Exercise → Where the word "second" occurs in a line of the data, return the whole line.

Records provided →
PR #4253, opened 2024-06-17
⭐ allow inventory-provided identity option to load base aws credentials for assume role

vjeffrey:
allow users to provide an initial identity for the AWS config by providing an identity as part of the inventory

this is useful in cases where role-based connection is desired and there are no local credentials present

<example coming soon>

### DIFF
--- a/providers/aws/connection/awsutil.go
+++ b/providers/aws/connection/awsutil.go
@@ -1,0 +1,188 @@
+// Copyright (c) Mondoo, Inc.
+// SPDX-License-Identifier: BUSL-1.1
+
+package connection
+
+import (
+	"context"
+	"errors"
+
+	"github.com/aws/aws-sdk-go-v2/aws"
+	"github.com/aws/aws-sdk-go-v2/config"
+	"github.com/aws/aws-sdk-go-v2/credentials/stscreds"
+	"github.com/aws/aws-sdk-go-v2/service/sts"
+	"golang.org/x/oauth2"
+	"google.golang.org/api/idtoken"
+)
+
+type TokenSourceProvider func(ctx context.Context) (oauth2.TokenSource, error)
+
+func AwsWithIdentityProvider(opts map[string]string) (*aws.Config, error) {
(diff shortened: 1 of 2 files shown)


providers/aws/connection/awsutil.go
```diff
@@ -0,0 +1,188 @@
...
+	"github.com/aws/aws-sdk-go-v2/config"
+	"github.com/aws/aws-sdk-go-v2/credentials/stscreds"
+	"github.com/aws/aws-sdk-go-v2/service/sts"
+	"golang.org/x/oauth2"
+	"google.golang.org/api/idtoken"
+)
+
+type TokenSourceProvider func(ctx context.Context) (oauth2.TokenSource, error)
+
+func AwsWithIdentityProvider(opts map[string]string) (*aws.Config, error) {
```
preslavgerchev, line 20: this func is called `AwsWithIdentityProvider` but internally it calls the `GcpInstanceIdentity`. Can we rename it to make it clear this only works with GCP?

providers/aws/connection/connection.go
```diff
@@ -254,6 +255,25 @@ func WithAssumeRole(defaultCfg aws.Config, roleArn string, externalId string) Co
 	}
 }
 
+const (
```
preslavgerchev, line 258: nit: can you define those at the top? makes searching for them easier

providers/aws/connection/connection.go
```diff
@@ -254,6 +255,25 @@ func WithAssumeRole(defaultCfg aws.Config, roleArn string, externalId string) Co
...
+	GcpInstanceIdentityKey string = "gcp-audience"
+	IdentityRoleArnKey     string = "identity-role-arn"
+)
+
+func LoadAwsConfig(c *AwsConnection, opts map[string]string) (aws.Config, error) {
+	// if an identity is provided, that means we need to load that identity config first
+	// to establish base credentials with aws, and then go on to load the aws config
+	// with the given options like normal
+	if opts[GcpInstanceIdentityKey] != "" {
+		_, err := AwsWithIdentityProvider(opts)
```
preslavgerchev, line 268: why is the return value here ignored?

PR #4254, opened 2024-06-17
🧹 ensure we always read the fine grained assets FF for AWS

vjeffrey:
I'm not sure why I needed the second commit/why that test failed..


czunker:
> I'm not sure why I needed the second commit/why that test failed..

Preslav looked into it: https://github.com/mondoohq/cnquery/pull/4260

The checksum failed because of changed defaults.

czunker (approved):

PR #4255, opened 2024-06-18
🐛 Assign epoch in RPM static package manager.

preslavgerchev:
This helps us do better vulnerability assessment when performing static analysis of RPM packages.

Thank you @czunker for the help with this one


czunker (approved):
Thanks @preslavgerchev 

I tried this with an `registry.access.redhat.com/ubi8/ubi:8.6` image.

PR #4225, opened 2024-06-12
Improve defaults for Azure SQL resources + fix some branding

tas50:
```coffee
cnquery> azure.subscription.sql.servers.first
azure.subscription.sql.servers.first: azure.subscription.sqlService.server name="timtimtimtim" location="eastus" properties.version="12.0" properties.state="Ready" properties.fullyQualifiedDomainName="timtimtimtim.database.windows.net"

cnquery> azure.subscription.sql.servers.first.databases
azure.subscription.sql.servers.first.databases: [
  0: azure.subscription.sqlService.database name="master" edition="System" zoneRedundant=false status="Online" creationDate=2024-06-12 12:20:08.777 -0700 PDT maxSizeBytes=53687091200 earliestRestoreDate=null
]
```

PR #4260, opened 2024-06-18
🧹 Fix mqlc checksum test

preslavgerchev:
#4225  added new defaults for the resource that this test uses


czunker (approved):
Thanks @preslavgerchev

PR #4270, opened 2024-06-19
🏃 Improve azure provider performance

preslavgerchev:
* Use parent connections to take advantage of MQL cache.
* Ensure we do not discover subs multiple times, that's redundant


czunker (approved):
:rocket: 

Thanks @preslavgerchev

The completed task →
I'm not sure why I needed the second commit/why that test failed..
> I'm not sure why I needed the second commit/why that test failed..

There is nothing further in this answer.